Write out, please, the lines from the beginning of the material to the line with "http://localhost:3000/newspaper", including both ends and nothing else.

#### Supplied records ####

PR #166, opened 2024-01-16
Feature/newspaper viewer  revisions (WIP)

mathewjordan:
Just a work in progress...


pages/newspaper.tsx
```diff
@@ -0,0 +1,12 @@
+import React from "react";
```
wykhuh, line 1: There is a weird bug. When there is a collection, Clover will display a dropdown menu to switch between items in the collection. If you use the menu to switch items the first time, the canvas is updated. If you use the menu to switch items 2nd, 3rd, etc times, the manifest changes but the canvas painting does not change. 

http://localhost:3000/newspaper    

https://samvera-labs.github.io/clover-iiif/docs/viewer/demo?iiif-content=https://iiif.io/api/cookbook/recipe/0068-newspaper/newspaper_title-collection.json

src/components/Viewer/InformationPanel/Annotation/Item.tsx
```diff
@@ -0,0 +1,112 @@
...
+          />
+        );
+      case "text/vtt":
+        return (
+          <AnnotationItemVTT
+            label={annotationBody[0].label}
+            vttUri={annotationBody[0].id || ""}
+          />
+        );
+      default:
```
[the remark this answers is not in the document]
adamjarling: @wykhuh Glad you mentioned this, as the `renderItemBody` function could be cleaned up a bit.  I'm not the biggest fan of using a `switch` statements, but seems a decent enough use case for it here.  Since the `switch` is on a type `string`, your regex matcher above could return `undefined`, so not entirely sure it's valid, but TypeScript is not complaining and it does logically read better not to have the image regex check tucked under the `default` (this seems wrong too).  I'll plug your code in 😀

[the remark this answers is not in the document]
adamjarling: That being said, I'm going to slightly re-factor this component and simplify the `renderItemBody` function to only do one thing (`switch`).

pages/newspaper.tsx
adamjarling: @wykhuh @mathewjordan Spent the morning digging into this odd behavior, and getting quite familiar with `vault`s storage structure.  Which finally pointed me to the underlying problem, or at least the cause of this bug.  `vault` will store it's resources, ("Collection", "Annotation", "AnnotationPage", etc) keyed by the resource `id`.  There were duplicate resource `id`s (URIs), for an `Annotation` and `AnnotationPage` between the two fixture files: 
- public/manifest/newspaper/newspaper_issue_1.json
- public/manifest/newspaper/newspaper_issue_2.json

When switching to the 2nd manifest in `public/manifest/newspaper/newspaper_collection.json`, `vault` was overriding the value for:
- `http://localhost:3000/manifest/newspaper/annotation_page_painting/ap1`
- `http://localhost:3000/manifest/newspaper/annotation/p1`

In commit d73bbeae21187ead8beeee25e836575ef222cfb3, updating the `id`s in `newspaper_issue_2.json` makes `vault` happy and it can uniquely retrieve items as expected once again.

wykhuh: @adamjarling The bug also happens in the IIIF newspaper recipe  https://iiif.io/api/cookbook/recipe/0068-newspaper/newspaper_title-collection.json   Is the bug also caused by a duplicate id in the IIIF  recipe?

adamjarling: @wykhuh Hmmm, well that is interesting.  I don't see any duplicate `id`s in that manifest, so that's not the problem, but something else is.  I think we should add that recipe to the `annotations` test page and look into further.

adamjarling:
Merged PR of this work:  https://github.com/samvera-labs/clover-iiif/pull/170

PR #170, opened 2024-02-15
Annotations support

adamjarling:
## What does this do?

Improved support for Annotations in the `InformationPanel` component.  

image

See this example IIIF Manifest to view initial support for IIIF Annotations with `motivation` values beyond "supplementing".

`public/manifest/newspaper/newspaper_issue_1.json`

The interactive "annotation" component rendered in the UI will be determined by the `body.format` value of the `annotation` item.  For example, if a Manifest's `canvas.annotations[0].items[0]` looks like:

```json
         {
              "id": "http://localhost:3000/manifest/newspaper/newspaper_issue_1-anno_p1.json-1",
              "type": "Annotation",
              "motivation": "highlighting",
              "body": {
                "type": "TextualBody",
                "format": "text/plain",
                "language": "de",
                "value": "Berliner"
              },
              "target": "http://localhost:3000/manifest/newspaper/canvas/i1p1#xywh=839,3259,118,27"
            }
```

...the UI will cue off of  it's`body.format` value, or "text/plain".   

In this PR, the UI supports values: 
- `text/plain`
- `text/html`
- `text/vtt`
- any type of image, `image/*`


.husky/pre-commit
```diff
@@ -1,4 +1,4 @@
 #!/usr/bin/env sh
 . "$(dirname -- "$0")/_/husky.sh"
 
-pnpm exec lint-staged
+# pnpm exec lint-staged
```
wykhuh, line 4: Should this comment be removed before the PR is merged?

adamjarling: @wykhuh Yes, good catch.  Thanks.

adamjarling:
Also, once merged I can package up a release candidate, and we can sanity check some installations?

wykhuh:
> Also, once merged I can package up a release candidate, and we can sanity check some installations?

@adamjarling Did you figure out what was causing the bug of canvas not changing when people use the drop down menu to change items in a collection? That bug can be dealt with in a separate PR.

adamjarling:
> > Also, once merged I can package up a release candidate, and we can sanity check some installations?
> 
> @adamjarling Did you figure out what was causing the bug of canvas not changing when people use the drop down menu to change items in a collection? That bug can be dealt with in a separate PR.

@wykhuh Yea, I think the root cause of the behavior is still duplicate `canvas` ids.  The canvas `id` value, "https://iiif.io/api/cookbook/recipe/0068-newspaper/canvas/p1", is duplicated across the 2 manifests in the Collection for [Recipe 0068](https://iiif.io/api/cookbook/recipe/0068-newspaper/):

- https://iiif.io/api/cookbook/recipe/0068-newspaper/newspaper_issue_1-manifest.json
- https://iiif.io/api/cookbook/recipe/0068-newspaper/newspaper_issue_2-manifest.json

Because we're parsing IIIF resources with `vault` library, vault tracks it's state with `id` values as keys and the parsing becomes inaccurate in certain situations with duped keys/ids.

In a production environment, seems these values should be unique, and dereferencable.   Chatted briefly with @mathewjordan on it, and yea if this is a real issue, let's create a new PR for it.

src/components/Viewer/ImageViewer/OSD.tsx
```diff
@@ -62,16 +90,32 @@ const OSD: React.FC<OSDProps> = ({ uri, hasPlaceholder, imageType }) => {
...
-          );
+            });
+            dispatch({
+              type: "updateOpenSeadragonViewer",
+              openSeadragonViewer: viewer,
+            });
+            if (configOptions.annotationOverlays?.renderOverlays) {
+              addOverlaysToViewer(viewer, canvas, configOptions, annotations);
+            }
+          });
```
mathewjordan, line 118: We may want to abstract this out at some point.

src/lib/openseadragon-helpers.ts
```diff
@@ -0,0 +1,239 @@
...
+    const overlay = OsdSvgOverlay(viewer);
+    overlay.node().append(newElement);
+    overlay._svg?.setAttribute("class", "annotation-overlay");
+
+    // BUG: svg with children elements aren't formated correctly.
+    child.childNodes.forEach((child) => {
+      svg_processChild(viewer, child, configOptions, scale);
+    });
+  }
+}
```
mathewjordan, line 165: Should we have an `svg-helpers` file for all of these prefixed functions? I understand that they likely will only be used for openseadragon, but just curious here.

mathewjordan (approved):
Let's roll the RC. 🏎️

src/components/Viewer/InformationPanel/Annotation/Image.tsx
```diff
@@ -0,0 +1,23 @@
...
+};
+
+const AnnotationItemImage: React.FC<AnnotationItemImageProps> = ({
+  caption,
+  handleClick,
+  imageUri,
+}) => {
+  return (
+    <ButtonStyled onClick={handleClick}>
+      <img src={imageUri} alt={`A visual annotation for ${caption}`} />
```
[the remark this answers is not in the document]
wykhuh: Clover has a few places with hard coded text.  Some of CollectiveAccess users need the site to be in languages other than English.  Will Clover eventually add support for localization?

wykhuh:
> @wykhuh Yea, I think the root cause of the behavior is still duplicate `canvas` ids. The canvas `id` value, `https://iiif.io/api/cookbook/recipe/0068-newspaper/canvas/p1`, is duplicated across the 2 manifests in the Collection for [Recipe 0068](https://iiif.io/api/cookbook/recipe/0068-newspaper/):
> 
> * https://iiif.io/api/cookbook/recipe/0068-newspaper/newspaper_issue_1-manifest.json
> * https://iiif.io/api/cookbook/recipe/0068-newspaper/newspaper_issue_2-manifest.json
> 
> Because we're parsing IIIF resources with the `vault` library, vault tracks it's state with `id` values as keys. The parsing becomes inaccurate in certain situations with duped keys/ids.
> 
> In a production environment, seems these values should be unique, and dereferencable. Chatted briefly with @mathewjordan on it, and yea if this is a real issue, let's create a new PR for it.

@adamjarling  I checked Mirador, Universal Viewer and Annona. They can switch between newspaper issues despite the non-unique ids. I don't know if this is a case of the other viewers being too lax or the `vault` being too strict about unique ids.   I don't think CollectiveAccess needs to use the drop down menu in Clover to switch between issues, so this bug isn't a high priority for us. I'll let y'all decide to either leave things as is or deal with the issue.

adamjarling:
> > @wykhuh Yea, I think the root cause of the behavior is still duplicate `canvas` ids. The canvas `id` value, `https://iiif.io/api/cookbook/recipe/0068-newspaper/canvas/p1`, is duplicated across the 2 manifests in the Collection for [Recipe 0068](https://iiif.io/api/cookbook/recipe/0068-newspaper/):
> > 
> > * https://iiif.io/api/cookbook/recipe/0068-newspaper/newspaper_issue_1-manifest.json
> > * https://iiif.io/api/cookbook/recipe/0068-newspaper/newspaper_issue_2-manifest.json
> > 
> > Because we're parsing IIIF resources with the `vault` library, vault tracks it's state with `id` values as keys. The parsing becomes inaccurate in certain situations with duped keys/ids.
> > In a production environment, seems these values should be unique, and dereferencable. Chatted briefly with @mathewjordan on it, and yea if this is a real issue, let's create a new PR for it.
> 
> @adamjarling I checked Mirador, Universal Viewer and Annona. They can switch between newspaper issues despite the non-unique ids. I don't know if this is a case of the other viewers being too lax or the `vault` being too strict about unique ids. I don't think CollectiveAccess needs to use the drop down menu in Clover to switch between issues, so this bug isn't a high priority for us. I'll let y'all decide to either leave things as is or deal with the issue.

@wykhuh Noted, and thanks for the clarifying.  For future reference, one eventual solution/fix might be to provide more unique `key` values on `Viewer` components, used to trigger re-renders.  Maybe something like:

```jsx
<SomeComponentNotRerendering key={MANIFEST_ID_AND_CANVAS_ID} />
```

####

### Task solution
PR #166, opened 2024-01-16
Feature/newspaper viewer  revisions (WIP)

mathewjordan:
Just a work in progress...


pages/newspaper.tsx
```diff
@@ -0,0 +1,12 @@
+import React from "react";
```
wykhuh, line 1: There is a weird bug. When there is a collection, Clover will display a dropdown menu to switch between items in the collection. If you use the menu to switch items the first time, the canvas is updated. If you use the menu to switch items 2nd, 3rd, etc times, the manifest changes but the canvas painting does not change. 

http://localhost:3000/newspaper    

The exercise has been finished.